__Source data__

PR #1068, opened 2020-01-23
Integration test stabilization

sm00th:
These commits disable/fix a bunch of test and small issues in order to make integration tests on all of the supported distros pass.


README.md
```diff
@@ -80,7 +80,7 @@ sudo debuginfo-install kernel-${UNAME%.*}
 sudo yum install gcc-plugin-devel
 
 # optional, but highly recommended
-sudo yum install https://dl.fedoraproject.org/pub/epel/7/x86_64/Packages/c/ccache-3.3.4-1.el7.x86_64.rpm
+sudo yum install https://dl.fedoraproject.org/pub/epel/7/x86_64/Packages/c/ccache-3.7.6-1.el7.x86_64.rpm
```
joe-lawrence: I have a kpatch setup script that just installs the epel, ccache and then removes epel to avoid this issue.   Feel free to steal it if you are tired of updating these.  (It should probably check to see if epel was installed originally, but I only use the script on test boxes.)
``` shell
# ccache from EPEL
yum install -y https://dl.fedoraproject.org/pub/epel/epel-release-latest-${RHEL}.noarch.rpm
yum install -y ccache
ccache --max-size=5G
yum erase -y epel-release
```

test/integration/vm-integration-run
```diff
@@ -63,6 +63,12 @@ if [[ -d "${HOME}/src" && -f "${HOME}/src/version" ]]; then
   mv "${HOME}/src" "${HOME}/.kpatch/"
 fi
 
+source /etc/os-release
+
+if [[ "${NAME}" == "Fedora" ]] && [[ "${VERSION_ID}" -le 27 ]]; then
```
jpoimboe: Why <= 27?  I think CONFIG_LIVEPATCH is disabled for all versions of Fedora?

sm00th: Ah, I didn't realize that. This is not entirely true though, starting with fc30 we do have it enabled: https://src.fedoraproject.org/rpms/kernel/c/3792ab811f3d097b7883cf43235c75ea410b3ebc

I'll fix this up.

README.md
sm00th: That is a great suggestion, I'll apply that.

sm00th:
v2:
 - use epel repo instead of specifying ccache url directly
 - kmod build for fedora <30 instead of <=27
 - fixed typo in one of commit subjects

test/integration/vm-integration-run
jpoimboe: Ah, nice... I'm glad Fedora enabled it, that will make it easier to test with new kernels.

Eventually we may want to have a rolling "latest Fedora" set of integration tests to catch regressions with new kernels.

PR #1071, opened 2020-02-13
integration: update gcc-static-local-var-4.test

### LINKED ISSUE #1069: test/integration/gcc-static-local-var-4.patch fails on RHEL-7.7 ppc64le
The gcc-static-local-var-4.test script checks that it can't find a "free_ioctx" symbol in the resulting kpatch .ko, but on ppc64le it finds klp-relocation symbols that do match:
```
(x86_64)
  % nm ~/.kpatch/tmp/patch/livepatch-gcc-static-local-var-4.ko | grep 'free_ioctx'
  (nothing)

(ppc64le)
  % nm ~/.kpatch/tmp/patch/livepatch-gcc-static-local-var-4.ko | grep 'free_ioctx'
  0000000000000000 a .klp.sym.vmlinux.free_ioctx,1
  0000000000000000 a .klp.sym.vmlinux.free_ioctx_rcu,1
```
So perhaps we should narrow the grep pattern to filter them out `-v .klp.sym.` and add word boundaries `\<free_ioctx\>` to be even more specific.

At the same time, I'm not entirely clear how this test works.  The [patch](https://github.com/dynup/kpatch/blob/master/test/integration/rhel-7.7/gcc-static-local-var-4.patch) adds a small function with a printk and calls it from put_aio_ring_file().  But the [test](https://github.com/dynup/kpatch/blob/master/test/integration/rhel-7.7/gcc-static-local-var-4.test) looks for the existence of a free_ioctx symbol.  Is the test checking that unmodified functions that contain dynamic debugging printk's aren't incorrectly included in the resulting livepatch .ko?

joe-lawrence:
The gcc-static-local-var-4.patch and test check that unmodified functions
that contain dynamic debugging printk's aren't incorrectly included in
the resulting livepatch .ko.

Note that on RHEL-7.7 ppc64le, the gcc-static-local-var-4.ko livepatch
module may include klp-relocation references to free_ioctx(), a function
that would match the above criteria.  These klp-relocation symbols are
OK as they are only used for referencing said functions, they are not
copies that the check should FAIL on.

Modify gcc-static-local-var-4.test in a few ways:

  - Convert it to a LOADED test so that we can ...

  - Search /proc/kallsyms instead of using binutils or elfutils (which
    may have issues parsing klp-relocations).

  - Instead of a grep regex, use awk to string compare exact function
    and module names.  This avoids matching on .klp.sym prefixed
    klp-relocation symbols.

Fixes #1069.

### DIFF
--- a/test/integration/rhel-8.0/gcc-static-local-var-4.test
+++ b/test/integration/rhel-8.0/gcc-static-local-var-4.test
@@ -1,6 +1,7 @@
 #!/bin/bash
 
-if $(nm test-gcc-static-local-var-4.ko | grep -q free_ioctx); then
+set -o pipefail
+if ! $(eu-readelf --wide --symbols test-gcc-static-local-var-4.ko | awk '$NF == "free_ioctx" { exit 1 }'); then
 	exit 1
 else
 	exit 0
--- a/test/integration/centos-7/gcc-static-local-var-4.test
+++ b/test/integration/centos-7/gcc-static-local-var-4.test
@@ -1,6 +1,7 @@
 #!/bin/bash
 
-if $(nm test-gcc-static-local-var-4.ko | grep -q free_ioctx); then
+set -o pipefail
+if ! $(eu-readelf --wide --symbols test-gcc-static-local-var-4.ko | awk '$NF == "free_ioctx" { exit 1 }'); then
 	exit 1
 else
 	exit 0
--- a/test/integration/rhel-7.4/gcc-static-local-var-4.test
+++ b/test/integration/rhel-7.4/gcc-static-local-var-4.test
@@ -1,6 +1,7 @@
 #!/bin/bash
 
-if $(nm test-gcc-static-local-var-4.ko | grep -q free_ioctx); then
+set -o pipefail
+if ! $(eu-readelf --wide --symbols test-gcc-static-local-var-4.ko | awk '$NF == "free_ioctx" { exit 1 }'); then
 	exit 1
 else
 	exit 0
--- a/test/integration/rhel-7.5/gcc-static-local-var-4.test
+++ b/test/integration/rhel-7.5/gcc-static-local-var-4.test
@@ -1,6 +1,7 @@
 #!/bin/bash
 
-if $(nm test-gcc-static-local-var-4.ko | grep -q free_ioctx); then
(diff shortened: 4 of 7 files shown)


joe-lawrence:
I wasn't happy about converting this to a LOADED test, but the only reliably klp-relocation compatible symbol dumps are from the kernel (/proc/kallsym) or to use elfutils programs.  Since there was an effort to remove elfutils usage, that leaves the kernel.   We could alternatively only fail this test iff we can read the symbol table (so silently failing cases in which binutils chokes on klp-relocs).

test/integration/rhel-8.0/gcc-static-local-var-4.test
```diff
@@ -1,6 +1,11 @@
 #!/bin/bash
 
-if $(nm test-gcc-static-local-var-4.ko | grep -q free_ioctx); then
```
sm00th: I assume this should be renamed to .LOADED as well.

joe-lawrence: Oops, I'll go rename that one, too

joe-lawrence:
v2: Rename test/integration/rhel-8.0/gcc-static-local-var-4.test as well (sm00th)

jpoimboe:
Why not just use eu-readelf and fail the test if the user doesn't have it installed?  I suppose it would be nice to standardize on binutils only, but if binutils is broken...

joe-lawrence:
> Why not just use eu-readelf and fail the test if the user doesn't have it installed? I suppose it would be nice to standardize on binutils only, but if binutils is broken...

I read this as judging this change too ugly to avoid broken binutils, yeah?

I don't think there is a perfect solution to this problem, so we're picking the least worst fix.  Adding elfutils to the integration tests makes it at least an integration test dependency.  I'm not sure what originally motivated #969, as I don't even know what that script is used for.

jpoimboe:
I don't see a problem with adding a dependency on elfutils, if certain versions of binutils are broken.  The test can automatically fail if the dependency is missing anyway.  If others disagree they can speak up, but I don't think there are many people running the integration tests.

joe-lawrence:
v3: use eu-readelf and awk to handle this test case

PR #1076, opened 2020-02-27
kpatch.service: make sure it starts before networking services

euspectre:
A binary patch may be used to fix network-related issues, so it is better to
apply it before networking services have started.

We encountered a situation in Virtuozzo 7, when the older kernels
conflicted with a new NetworkManager, ip utility and other system
components (https://www.mail-archive.com/devel@openvz.org/msg35123.html).

Binary patches were provided for these kernels to fix the issue but were
loaded after networking services in some cases. As a result, NetworkManager
and some other system components failed to work properly.

Let us make sure the patches are applied earlier during boot.

### DIFF
--- a/contrib/kpatch.service
+++ b/contrib/kpatch.service
@@ -1,6 +1,8 @@
 [Unit]
 Description="Apply kpatch kernel patches"
 ConditionKernelCommandLine=!kpatch.enable=0
+Before=network-pre.target
+Wants=network-pre.target
 
 [Service]
 Type=oneshot


jpoimboe:
The patch looks ok to me, but I'm curious what's the point of live patching if you have to apply the patch during boot?

euspectre:
> what's the point of live patching if you have to apply the patch during boot?

Many of our customers are very reluctant to update the kernels on their systems to get stability fixes ("new kernel = new bugs", they think) and prefer that we deliver such bug fixes via live patches instead.

Another scenario is when the customers' nodes are rebooted for some unrelated reason (system hang or crash). Loading live patches at boot helps a lot to keep the system operational in such cases.

euspectre:
For some kernel versions, the focus of our live kernel patches is shifting more and more from security fixes towards stability & performance fixes, it seems.

jpoimboe:
> Many of our customers are very reluctant to update the kernels on their systems to get stability fixes ("new kernel = new bugs", they think) and prefer that we deliver such bug fixes via live patches instead.

This seems backwards to me, though I guess it's a testament to how reliable live patching can be (or at least perceived to be).  The fixes delivered via live patching could instead be delivered as part of a stable branched kernel, which would have less risk than live patching.

> Another scenario is when the customers' nodes are rebooted for some unrelated reason (system hang or crash). Loading live patches at boot helps a lot to keep the system operational in such cases.

Yes, but then the patch also has to work in the case when it's loaded after boot, which doesn't seem to be the case here?

euspectre:
> Yes, but then the patch also has to work in the case when it's loaded after boot, which doesn't seem to be the case here?

That particular patch for VZ kernel worked both at boot and after boot. It just hid support for NETLINK_EXT_ACK command from any userspace app, except "criu". This hack worked well as a temporary measure and allowed the customers' systems last till their scheduled maintenance periods.

PR #1079, opened 2020-02-28
create-diff-object: Handle ppc64le toc with only constants

### LINKED ISSUE #1078: ppc64le kpatch-build crashes when .rela.toc is missing
The following kernel patch causes create-diff-object to segfault on ppc64le

```
diff --git a/net/ceph/pagelist.c b/net/ceph/pagelist.c
index c7c220a736e..c748e45be48 100644
--- a/net/ceph/pagelist.c
+++ b/net/ceph/pagelist.c
@@ -5,6 +5,8 @@
 #include <linux/highmem.h>
 #include <linux/ceph/pagelist.h>
 
+/* Dummy change */
+
 static void ceph_pagelist_unmap_tail(struct ceph_pagelist *pl)
 {
 	if (pl->mapped_tail) {
```

The reason is that the .toc section of `net/ceph/pagelist.o` only contains constants and in such cases the compiler does not create a corresponding .rela.toc section. The current function toc_rela() expect this section to alway be present and tries to access it.

julien-thierry:
When a ppcle64 ".toc" section contains only constants, the compiler
might not (won't?) create a corresponding ".rela.toc" section.

In such cases, create-diff-object crashes, assuming ".rela.toc" exists
whenever .toc exists. Simply report that no rela are available when
looking up possible relocations in .toc.

Fixes #1078.

### DIFF
--- a/kpatch-build/create-diff-object.c
+++ b/kpatch-build/create-diff-object.c
@@ -177,6 +177,10 @@ static struct rela *toc_rela(const struct rela *rela)
 	    rela->type != R_PPC64_TOC16_LO_DS)
 		return (struct rela *)rela;
 
+	/* Only constants in toc */
+	if (!rela->sym->sec->rela)
+		return NULL;
+
 	/* Will return NULL for .toc constant entries */
 	return find_rela_by_offset(rela->sym->sec->rela,
 				   (unsigned int)rela->addend);


kpatch-build/create-diff-object.c
```diff
@@ -177,6 +177,10 @@ static struct rela *toc_rela(const struct rela *rela)
 	    rela->type != R_PPC64_TOC16_LO_DS)
 		return (struct rela *)rela;
 
+	/* Only constants in toc */
```
kamalesh-babulal: Should we re-phrase the comment, saying older GCC has this issue?

julien-thierry: Are we 100% sure that having ".toc" section without a ".rela.toc" section never happens for new versions of GCC?

If so I can update the comment. Otherwise, I'd prefer keeping it as is.

kamalesh-babulal: Let me try other GCC before conforming about it. We have always documented such powerpc quirks with comments, here I would suggest something like:
```
index c9d2cc6..ded5fc1 100644
@@ -177,6 +177,22 @@ static struct rela *toc_rela(const struct rela *rela)
            rela->type != R_PPC64_TOC16_LO_DS)
                return (struct rela *)rela;
 
+       /*
+        * it observed with certain objects, the .toc section's rela pair
+        * .rela.toc is not generated, when  the .toc section entries are
+        * only constants:
+        * objddump -dr net/ceph/pagelist.o:
+        * ...
+        * 0000000000000000 <.toc>:
+        *    0:   e0 ff ff ff     .long 0xffffffe0
+        *    4:   ff ff ff 0f     twui    r31,-1
+        *
+        * readelf -rW net/ceph/pagelist.o:
+        * ...
+        * [20] .data             PROGBITS        0000000000000000 000aa8 000000 00  WA  0   0  1
+        * [21] .toc              PROGBITS        0000000000000000 000aa8 000008 00  WA  0   0  8
+        * [22] ___kcrctab+ceph_pagelist_append PROGBITS        0000000000000000 000ab0 000008 00  WA  0   0  8
+        */
```

kamalesh-babulal:
It's not specific to any GCC version, the earlier observation was wrong. It looks like the copy and replace mess up with the .o file version between RHEL 7 and upstream kernel. It's seen with the  upstream kernel < `v4.10` and  `GCC 9.2` too:
```
Disassembly of section .toc:

0000000000000000 <.toc>:
   0:   0f ff ff ff     twui    r31,-1
   4:   ff ff ff e0     .long 0xffffffe0
```   

With the commit `d6a9996e84a` ("powerpc/mm: vmalloc abstraction in preparation for radix")
a relocation entry gets generated in `.rela.toc` in place of the `.toc` constants
  
```
Disassembly of section .toc:

0000000000000000 <.toc>:
        ...
                        0: R_PPC64_ADDR64       vmemmap

Relocation section '.rela.toc' at offset 0x1d000 contains 1 entry:
0000000000000000  0000002300000026 R_PPC64_ADDR64         0000000000000000 vmemmap + 0
```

__Work task__
Search the records for the string "latest" and return every line in which it occurs.

__Task output__
yum install -y https://dl.fedoraproject.org/pub/epel/epel-release-latest-${RHEL}.noarch.rpm
Eventually we may want to have a rolling "latest Fedora" set of integration tests to catch regressions with new kernels.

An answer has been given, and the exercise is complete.